2.- El ser humano: Fukuyama ensaya opiniones alrededor de los derechos y la naturaleza humana, definiéndola como la suma de comportamientos y características típicas de la especie, y que se deben a factores genéticos más que a ambientales. Defiende este concepto por encima de aquel que considera al hombre sólo animal cultural, aplica ideas aristotelianas y platónicas: La razón no es simplemente un conjunto de capacidades cognitivas que recibimos al nacer. Representa, más bien, una lucha por llegar al conocimiento y la sabiduría, y habría que cultivarla mediante la educación en la juventud y la acumulación de experiencia en la madurez. La razón humana permitía, sin embargo, abordar una reflexión filosófica sobre la naturaleza de la justicia y el mejor modo de vivir, basándose tanto en su naturaleza inmutable como en su entorno inmutable.
También aborda el tópico de la dignidad humana, usando un aspecto fundamental de la psicología: el deseo de toda persona de obtener reconocimiento --sonsacado de “La república de Platón”, de Sócrates, donde se manifestaba: el alma se compone de tres partes: la concupiscente (el deseo), la razón, y el thimos, lado orgulloso de la personalidad que exige el reconocimiento de la valía o dignidad propias--.Teniendo en cuenta dichas concepciones, asegura que la técnica del perfeccionamiento genético conlleva riesgos, pero aun en el supuesto de que fuese barata y fácil, la gente pobre y carente de cultura no podría beneficiarse de ella.

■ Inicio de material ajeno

PR #831, opened 2017-04-25
Lint server

davidpmccormick:
Linting the server JS.

## What does it look like?
✨

### DIFF
--- a/package.json
+++ b/package.json
@@ -4,6 +4,10 @@
   "description": "The new home of the betanextbest.wellcomecollection.org website.",
   "main": "server/app.js",
   "scripts": {
+    "lint:scss": "cd client && gulp scss:lint",
+    "lint:js": "eslint --fix server client",
+    "lint": "npm run lint:scss && npm run lint:js",
+    "prepush": "npm run lint",
     "test": "./test.sh server"
   },
   "repository": {
@@ -21,6 +25,7 @@
     "eslint": "^3.19.0",
     "eslint-config-wellcome": "^1.0.8",
     "eslint-plugin-flowtype": "^2.32.1",
-    "eslint-plugin-import": "^2.2.0"
+    "eslint-plugin-import": "^2.2.0",
+    "husky": "^0.13.3"
   }
 }
--- a/server/model/opening-hours.js
+++ b/server/model/opening-hours.js
@@ -18,60 +18,59 @@ type OpeningHoursDay = {|
 export type OpeningHours = Array<OpeningHoursDay>;
 
 export const galleryOpeningHours: OpeningHours = [
-  {dayOfWeek: 'Monday',    closes: '00:00', note: 'Galleries closed'},
-  {dayOfWeek: 'Tuesday',   opens: '10:00', closes: '18:00'},
+  {dayOfWeek: 'Monday', closes: '00:00', note: 'Galleries closed'},
+  {dayOfWeek: 'Tuesday', opens: '10:00', closes: '18:00'},
   {dayOfWeek: 'Wednesday', opens: '10:00', closes: '18:00'},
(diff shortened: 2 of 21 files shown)


server/model/opening-hours.js
```diff
@@ -18,60 +18,59 @@ type OpeningHoursDay = {|
 export type OpeningHours = Array<OpeningHoursDay>;
 
 export const galleryOpeningHours: OpeningHours = [
-  {dayOfWeek: 'Monday',    closes: '00:00', note: 'Galleries closed'},
-  {dayOfWeek: 'Tuesday',   opens: '10:00', closes: '18:00'},
+  {dayOfWeek: 'Monday', closes: '00:00', note: 'Galleries closed'},
```
davidpmccormick: If we want to keep this as-is, we can turn off the rule, either globally, or (perhaps better) case-by-case inline.

jamesgorrie: Just makes it hard to read - seems wrong to do that no?

davidpmccormick:
> Any chance of turning autofix on?
I thought that would be handled by your IDE (it can be in VS Code for e.g.). I'll investigate the options.

jamesgorrie:
> I thought that would be handled by your IDE

When thinking of someone new to the project, or potentially a contributor from another team internally, or, maybe one day, externally, I wouldn't want to bore them with the implementation details, nor force them into an IDE setup (many people use VIM etc).

If this just fixes and moves on, we're good.

davidpmccormick:
There's a `--fix` option that can be passed in. So far, I've not set up any linting of the `/server` directory code from the command line – just a manual trawl through.

Do we want to add a lint server task and, if so, make use of the `--fix` flag? And would we want to also run it on a pre-commit hook (as we do for the client JS)?

server/model/opening-hours.js
davidpmccormick: Exceptions are apparently configurable – http://eslint.org/docs/rules/no-multi-spaces#exceptions – I've not managed to set them up though. Have just turned the rule off for now.

davidpmccormick:
Have moved the prepush hook linting tasks to the root `package.json` in order to lint the server and client simultaneously before push. Added the `--fix` flag, which will fix any autofixable eslint issues. It will continue to push without erroring if fixes can be made automatically. If autofixing isn't possible, pushing will fail and a human will have to intervene (urgh).

package.json
```diff
@@ -4,6 +4,10 @@
   "description": "The new home of the betanextbest.wellcomecollection.org website.",
   "main": "server/app.js",
   "scripts": {
+    "lint:scss": "cd client && gulp scss:lint",
```
jamesgorrie: Hmm. Not sure why we need to abstract this into the root package if it only relates to the client...
We could potentially start looking at something like [`lerna`](https://github.com/lerna/lerna)?

server/optimise-svgs.js
```diff
@@ -5,19 +5,23 @@ const fs =  require('fs');
...
 // TODO: Promisify (pify)
 glob(`${root}/**/*.svg`, (err, files) => {
-    files.forEach(file => {
-        fs.readFile(file, 'utf8', function(err, data) {
-            mkdirp(path.dirname(file), () => {
-                svgo.optimize(data, optimisedFile => {
-                    fs.writeFile(file, optimisedFile.data);
-                });
-            });
+  if (err) return new Error(err);
```
jamesgorrie: Should this not be a `throw`?

jamesgorrie:
> And would we want to also run it on a pre-commit hook (as we do for the client JS)?

I would say yes, so long as we're confident it's not going to break anything, and if it does it's picked up on the CI tests.

PR #2368, opened 2018-03-19
remove type check from server app

jamesgorrie:
This goes in with the caveat that everything in `common` gets type checked.


jamesgorrie:
Closing as it's actually saved me a few times...

PR #2369, opened 2018-03-20
Common flow

### LINKED ISSUE #2366: Flowtype for the common good
`common` is no longer purely typed, and I would say this is a problem as having a partially typed code base gives us little or no security, as proven by the `server` app.

Before adding anything else to `common`, it'd be good to get it all typed up, and potentially clean up a few places on the way.

jamesgorrie:
Fixes #2366 

Can we please cast a fine 👁 over this as there were some changes to code that I don't have full insight into.

I can't find a way to enforce `flow`ing of content in `common`.

Could we be mindful of this in PRs that it's needed to have the whole codebase typed to get any benefit from it, and to stop having to do refactors like this which are a little dangerous.

It'd be good if someone could take a look at this too:
https://github.com/wellcometrust/wellcomecollection.org/pull/2344

As a note JSON+LD is not typed as I lost the will be then.

### DIFF
--- a/common/model/events.js
+++ b/common/model/events.js
@@ -107,10 +107,8 @@ export type Event = {|
   // not sure if it should be in the model, a question for Silver
   bookingType: ?string,
   schedule?: Array<Event>,
-  eventInfo?: {|
-    eventbriteId?: string,
-    isCompletelySoldOut?: boolean
-  |}
+  eventbriteId?: string,
+  isCompletelySoldOut?: boolean
 |}
 
 export type EventPromo = {|
--- a/common/utils/camelize.js
+++ b/common/utils/camelize.js
@@ -1,5 +1,5 @@
 // @flow
-export default (title) => {
+export default (title: string) => {
   const titleArray = title.toLowerCase().split(/-|_| /);
 
   return titleArray.reduce((acc, val, i) => {
--- a/common/utils/camelize.js
+++ b/common/utils/camelize.js
@@ -1,5 +1,5 @@
 // @flow
-export default (title: string) => {
+export default (title: string): string => {
   const titleArray = title.toLowerCase().split(/-|_| /);
 
   return titleArray.reduce((acc, val, i) => {
--- a/common/utils/camelize.js
+++ b/common/utils/camelize.js
@@ -1,3 +1,4 @@
+// @flow
 export default (title) => {
   const titleArray = title.toLowerCase().split(/-|_| /);
 
--- a/common/utils/classnames.js
+++ b/common/utils/classnames.js
@@ -1,5 +1,11 @@
 // @flow
-export function withModifiers(className, modifiers = {}) {
+type SpacingCssProps = 'margin' | 'padding';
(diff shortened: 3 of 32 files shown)


common/utils/camelize.js
```diff
@@ -1,4 +1,5 @@
-export default (title) => {
+// @flow
+export default (title: string) => {
```
davidpmccormick: Should we add `string` as a return value here too?

common/model/events.js
```diff
@@ -107,10 +107,8 @@ export type Event = {|
   // not sure if it should be in the model, a question for Silver
   bookingType: ?string,
   schedule?: Array<Event>,
-  eventInfo?: {|
-    eventbriteId?: string,
-    isCompletelySoldOut?: boolean
-  |}
+  eventbriteId?: string,
```
davidpmccormick: Looks like this flattening is what's breaking in prismic-parsers.

common/utils/classnames.js
```diff
@@ -1,12 +1,19 @@
-export function withModifiers(className, modifiers = {}) {
+// @flow
+type SpacingCssProps = 'margin' | 'padding';
+type SpacingCssPropValues = 'top' | 'bottom' | 'left' | 'right';
+type SizeMap = { [string]: number };
+type SpacingProps = { [SpacingCssProps]: SpacingCssPropValues[] }
+type FontMap = { [string]: string }
+
+export function withModifiers(className: string, modifiers: { [string]: boolean } = {}) {
```
davidpmccormick: We've removed all uses of `withModifiers()` (in favour of making `extraClasses` a string), so we can/should remove it altogether.

common/utils/classnames.js
```diff
@@ -1,12 +1,19 @@
...
   return Object.keys(modifiers).reduce((acc, curr) => {
     return modifiers[curr]
       ? ` ${acc} ${className}--${curr}`
       : ` ${acc}`;
   }, className);
 }
 
-export function spacing(sizes, properties) {
+export function spacing(sizes: SizeMap, properties: SpacingProps) {
```
davidpmccormick: Should we give each of these a `string` return type?

common/model/events.js
jamesgorrie: Yea we now have 2 event models.
Annoying, but too much for this PR to fix.

common/utils/classnames.js
jamesgorrie: Happy for someone too in another PR - this is just getting the typing right and trying to change as little runtime code as possible.

jamesgorrie:
@davidpmccormick flow errors averted, all systems are go.

common/views/components/Promo/Promo.js
```diff
@@ -73,7 +74,7 @@ type Props = {|
   contentType: ContentType,
   isConstrained?: boolean,
   image?: ImageProps,
-  series?: [], // TODO: use series type
+  series?: EditorialSeries[], // TODO: use series type
```
davidpmccormick: You can remove the TODO?

PR #2375, opened 2018-03-20
add places to installations

jamesgorrie:
Adding places to the installation model.


prismic-model/json/exhibitions.json
```diff
@@ -47,39 +40,6 @@
         "label" : "Text and captions document",
         "placeholder" : "Text and captions document"
       }
-    },
-    "body" : {
```
jamesgorrie: This is just a tidy up - we don't actually use this.

PR #2376, opened 2018-03-20
Whats on closed message

### LINKED ISSUE #2358: What's on closed message
## Type
- ✨ Feature

## Acceptance Criteria
- [x] Currently the galleries closed message is shown whenever today's date is a Monday, this needs to be overridden for Mondays when the galleries are open, i.e. bank holidays
- [x] The galleries are sometimes closed on additional days, e.g. Christmas Day, the message should also display on such days
- [ ] Need to clarify which dates the galleries are open and closed

In order to know whether I can visit the galleries today
As a visitor to the website
I need to be shown the galleries are closed message on days the galleries are closed

gestchild:
Fixes #2358

Just waiting on confirmation of dates.

In the future, we may want to move the opening hours data into Prismic

## Type
✨ Feature


common/model/opening-hours.js
```diff
@@ -1,77 +1,103 @@
...
-  dayOfWeek: string,
+type Days = 'Monday' | 'Tuesday' | 'Wednesday' | 'Thursday' | 'Friday' | 'Saturday' | 'Sunday';
+
+export type OpeningHoursDay = {
+  dayOfWeek: Days,
   closes: string,
   opens?: string,
   note?: string
-|};
+};
```
jamesgorrie: Can we please use exact types?
https://flow.org/en/docs/types/objects/#toc-exact-object-types

gestchild: We can, think I did this because flow complained when I used intersection types with exact types

common/model/opening-hours.js
```diff
@@ -1,77 +1,103 @@
...
-  {dayOfWeek: 'Monday',    closes: '00:00', note: 'Galleries closed'},
-  {dayOfWeek: 'Tuesday',   opens: '10:00', closes: '18:00'},
-  {dayOfWeek: 'Wednesday', opens: '10:00', closes: '18:00'},
-  {dayOfWeek: 'Thursday',  opens: '10:00', closes: '22:00'},
-  {dayOfWeek: 'Friday',    opens: '10:00', closes: '18:00'},
-  {dayOfWeek: 'Saturday',  opens: '10:00', closes: '18:00'},
-  {dayOfWeek: 'Sunday',    opens: '11:00', closes: '18:00'}
-];
+export const galleryOpeningHours: OpeningHours = {
+  openingHours: [
```
davidpmccormick: Would these be more readable as e.g.
```
const galleryOpeningHours: {
  standard: [],
  exceptional: []
}
```

(i.e. without the slightly weird repetition of 'openingHours')?

common/model/opening-hours.js
jamesgorrie: Yea, I think you need to use exact for both  - I've done intersection typing (with a property you can enumerate on) here: https://github.com/wellcometrust/wellcomecollection.org/blob/master/common/model/contributors.js

gestchild: 👍

common/model/opening-hours.js
gestchild: Yep, I've started doing this with the work on the opening times alert. I'll leave it in there

PR #2386, opened 2018-03-21
Add basic background implementation

davidpmccormick:
Adding a `backgroundTexture` property to the `Event` model so that we can display a background image at the top of the events with schedules.

I'm not really happy with the implementation though – doesn't really seem like this deserves to be part of the event model. I'm still not clear on how much freedom we want to give to anyone adding this content as regards which image should appear behind. Ideas?

One idea is that an event could be given a 'mood' (or something similar) property, and we select an appropriate background from a pre-determined library based on this mood. Which would be _less_ of an abuse of the event model.

screen shot 2018-03-21 at 14 54 56

### DIFF
--- a/prismic-model/json/background-textures.json
+++ b/prismic-model/json/background-textures.json
@@ -1,0 +1,13 @@
+{
+  "BackgroundTexture" : {
+    "backgroundTexture" : {
+      "type" : "Image"
+    },
+    "backgroundName" : {
+      "type" : "Text",
+      "config" : {
+        "label" : "Background name"
+      }
+    }
+  }
+}
--- a/prismic-model/json/background-textures.json
+++ b/prismic-model/json/background-textures.json
@@ -1,12 +1,12 @@
 {
   "BackgroundTexture" : {
-    "backgroundTexture" : {
+    "image" : {
       "type" : "Image"
     },
-    "backgroundName" : {
+    "name" : {
       "type" : "Text",
       "config" : {
-        "label" : "Background name"
+        "label" : "name"
       }
     }
   }
--- a/prismic-model/json/events.json
+++ b/prismic-model/json/events.json
@@ -243,9 +243,11 @@
       }
     },
     "backgroundTexture" : {
-      "type" : "Image",
+      "type" : "Link",
       "config" : {
-        "label" : "Background texture"
+        "label" : "Background texture",
+        "select" : "document",
+        "customtypes" : [ "background-textures" ]
       }
     }
   }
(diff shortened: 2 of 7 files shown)


prismic-model/json/events.json
```diff
@@ -241,6 +241,12 @@
           }
         }
       }
+    },
+    "backgroundTexture" : {
+      "type" : "Image",
+      "config" : {
+        "label" : "Background texture"
+      }
```
jamesgorrie: Should we not be making this a select?

jamesgorrie: Or potentially another type, which has the background name, and we make this a select of that type?

server/content-model/events.js
```diff
@@ -108,7 +108,8 @@ export type Event = {|
   bookingType: ?string,
   schedule?: Array<Event>,
   eventbriteId?: string,
-  isCompletelySoldOut?: boolean
+  isCompletelySoldOut?: boolean,
+  backgroundTexture?: string
```
jamesgorrie: This shouldn't go on the event model, but rather near it - let's try to type that out...

prismic-model/json/events.json
davidpmccormick: I wondered about that, but wasn't sure if it was really any better model-wise

jamesgorrie:
```
type Event {| id: string, title: string |};
type WebsiteEvent = {| ...Event, backgroundTexture: string |};
```

davidpmccormick: Ta. https://xkcd.com/386/

prismic-model/json/background-textures.json
```diff
@@ -0,0 +1,13 @@
...
+      "type" : "Image"
+    },
+    "backgroundName" : {
+      "type" : "Text",
+      "config" : {
+        "label" : "Background name"
+      }
+    }
+  }
+}
```
jamesgorrie: Are we expecting a certain ratio?
Also - could we keep the property name conventional - i.e. `name` and `image`?

davidpmccormick: The one we have so far is square – can't be sure that this will be true for all of them. I suppose it would make sense if they all did. Will check with Gareth O.

What would be the implications if so?

jamesgorrie: This is how we force ratios else where:
https://github.com/wellcometrust/wellcomecollection.org/blob/master/prismic-model/js/parts/promo.js#L24-L36

PR #2391, opened 2018-03-22
add listener to what_on service for installations

jamesgorrie:
The service modules seem to be setup to have a URL prefix to point at a service, and then strip that, and pass only the leftovers to the application.

We have the setup that installations, what's on, exhibitions, and events, all which have root urls (`/exhibitions`) will all be part of the `whats_on` application.

Alternatives would be:
* Edit the modules to accept a list and break the theory of 1 URL per service
* Have `/whats_on/installations`

Neither of which are what we want.

@kenoir ^


jamesgorrie:
Merging in as it's deployed.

De ahí la necesidad de apuntalar la línea roja de la dignidad humana universal permitiendo que el Estado vele para que a nadie se excluya.
3.- Qué hacer: expone aquí Fukuyama ideas acerca de las políticas adecuadas ante el embate de las nuevas técnicas, atendiendo las vías por las cuales la biotecnología afecta la política: alteración de la naturaleza humana por uso de fármacos para moldear la personalidad. Regeneración por medio de células madres cualquier tejido del organismo. Sobrepasar el tiempo de esperanza de vida y su prolongación, y para terminar, el hecho de que los ricos seleccionarán los embriones antes de su implantación para optimizar la naturaleza de los hijos que van a tener.
“El fin del hombre…” es un libro polémico. Abona a su favor que el comienzo ofrece una expectativa excitante relacionada con dos libros torales en la visión futura de la humanidad: “1984”, de George Orwell, y “Un mundo feliz”, de Aldous Huxley. En el mundo de Huxley se han abolido la enfermedad y el conflicto social, han desaparecido enfermedades tales como la depresión, la locura o el estrés emocional. El sexo es satisfactorio y se encuentra con relativa facilidad. La religión no se toma en serio, por si fuera poco la familia biológica ha desaparecido. Ya nadie lee las grandes obras de la literatura. Al final de su lectura, uno se pregunta: ¿cuál es la falla de este mundo idílico? La respuesta es sencilla: dejaron de ser humanos. Ahí justamente el vínculo que Fukuyama quiere explotar: Alelo, factor g, sinapsis, ectogénesis, amniocentesis, proteómica, telómeros, clonación, células madres, nanotecnología, eugenesia, neurociencia cognitiva, antropología transcultural, disgénico, farmacología cosmética, factor X y priones, entre otras palabras usadas aquí, será lenguaje de cuño corriente en una sociedad que ya están nombrando como posthumana.